Data for this task below:
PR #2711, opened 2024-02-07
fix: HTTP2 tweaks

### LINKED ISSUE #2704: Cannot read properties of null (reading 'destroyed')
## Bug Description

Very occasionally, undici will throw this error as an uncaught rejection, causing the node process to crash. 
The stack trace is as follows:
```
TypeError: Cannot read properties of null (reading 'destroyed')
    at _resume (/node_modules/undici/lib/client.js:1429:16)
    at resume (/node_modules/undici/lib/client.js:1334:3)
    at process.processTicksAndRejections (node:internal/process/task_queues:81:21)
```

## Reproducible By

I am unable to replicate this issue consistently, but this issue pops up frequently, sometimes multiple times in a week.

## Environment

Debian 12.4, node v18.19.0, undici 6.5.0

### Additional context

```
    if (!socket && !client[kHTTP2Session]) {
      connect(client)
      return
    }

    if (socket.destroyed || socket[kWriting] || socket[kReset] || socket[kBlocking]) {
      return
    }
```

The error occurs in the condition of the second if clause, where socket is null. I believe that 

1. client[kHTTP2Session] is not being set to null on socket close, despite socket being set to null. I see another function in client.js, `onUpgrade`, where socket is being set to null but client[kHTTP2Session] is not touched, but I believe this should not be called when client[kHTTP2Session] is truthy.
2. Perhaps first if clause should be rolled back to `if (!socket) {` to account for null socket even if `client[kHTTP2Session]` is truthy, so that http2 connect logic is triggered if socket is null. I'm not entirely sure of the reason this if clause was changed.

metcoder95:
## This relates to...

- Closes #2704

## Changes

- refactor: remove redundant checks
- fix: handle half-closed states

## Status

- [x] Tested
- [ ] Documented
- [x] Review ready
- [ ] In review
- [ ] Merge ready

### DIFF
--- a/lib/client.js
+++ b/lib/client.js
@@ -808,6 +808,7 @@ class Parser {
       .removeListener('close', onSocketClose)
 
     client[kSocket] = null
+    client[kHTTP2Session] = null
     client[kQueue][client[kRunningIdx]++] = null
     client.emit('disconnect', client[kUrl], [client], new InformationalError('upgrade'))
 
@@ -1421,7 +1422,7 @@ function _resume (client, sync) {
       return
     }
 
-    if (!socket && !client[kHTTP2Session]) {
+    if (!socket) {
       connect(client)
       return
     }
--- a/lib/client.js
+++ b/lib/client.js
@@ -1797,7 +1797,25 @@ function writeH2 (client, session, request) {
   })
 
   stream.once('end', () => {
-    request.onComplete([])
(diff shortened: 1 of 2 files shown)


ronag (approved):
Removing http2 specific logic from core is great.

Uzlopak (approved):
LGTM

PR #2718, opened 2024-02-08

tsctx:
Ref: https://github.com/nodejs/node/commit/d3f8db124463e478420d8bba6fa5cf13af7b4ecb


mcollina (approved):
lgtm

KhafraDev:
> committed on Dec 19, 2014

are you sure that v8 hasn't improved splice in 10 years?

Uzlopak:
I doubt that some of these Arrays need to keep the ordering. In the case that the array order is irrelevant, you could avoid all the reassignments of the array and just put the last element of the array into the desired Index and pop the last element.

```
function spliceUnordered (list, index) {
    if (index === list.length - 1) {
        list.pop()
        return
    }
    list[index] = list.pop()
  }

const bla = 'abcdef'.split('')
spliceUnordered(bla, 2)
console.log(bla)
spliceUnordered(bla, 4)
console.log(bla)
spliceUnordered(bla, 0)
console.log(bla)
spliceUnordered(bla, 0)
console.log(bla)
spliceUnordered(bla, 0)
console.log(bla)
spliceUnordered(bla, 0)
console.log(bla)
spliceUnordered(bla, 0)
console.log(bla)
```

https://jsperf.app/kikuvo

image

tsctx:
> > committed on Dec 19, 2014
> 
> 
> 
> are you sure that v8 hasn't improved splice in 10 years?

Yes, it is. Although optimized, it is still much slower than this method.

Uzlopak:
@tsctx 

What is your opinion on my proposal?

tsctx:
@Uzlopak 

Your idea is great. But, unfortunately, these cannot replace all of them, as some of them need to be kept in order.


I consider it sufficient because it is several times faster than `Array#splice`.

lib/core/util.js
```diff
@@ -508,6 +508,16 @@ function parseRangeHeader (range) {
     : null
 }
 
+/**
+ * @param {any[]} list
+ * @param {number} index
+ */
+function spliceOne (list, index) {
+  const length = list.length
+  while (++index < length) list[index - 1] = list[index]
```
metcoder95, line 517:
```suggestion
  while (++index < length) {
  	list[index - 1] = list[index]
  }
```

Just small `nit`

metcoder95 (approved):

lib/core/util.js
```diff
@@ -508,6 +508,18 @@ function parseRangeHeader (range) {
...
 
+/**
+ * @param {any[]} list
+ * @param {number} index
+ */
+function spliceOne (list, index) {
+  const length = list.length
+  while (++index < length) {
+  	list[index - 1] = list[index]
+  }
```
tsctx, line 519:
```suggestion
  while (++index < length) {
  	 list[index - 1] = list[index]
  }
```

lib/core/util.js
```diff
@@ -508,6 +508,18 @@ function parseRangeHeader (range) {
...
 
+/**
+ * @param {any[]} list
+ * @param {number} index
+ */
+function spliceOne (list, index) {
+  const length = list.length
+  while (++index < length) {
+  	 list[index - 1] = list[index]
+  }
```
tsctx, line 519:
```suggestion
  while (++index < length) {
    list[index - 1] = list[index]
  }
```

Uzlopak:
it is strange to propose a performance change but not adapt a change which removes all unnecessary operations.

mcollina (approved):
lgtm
End of Data for this task.
*Problem statement*: Go through the records above and copy each line where "committed" is found.

*Response for this exercise*:
> committed on Dec 19, 2014
> > committed on Dec 19, 2014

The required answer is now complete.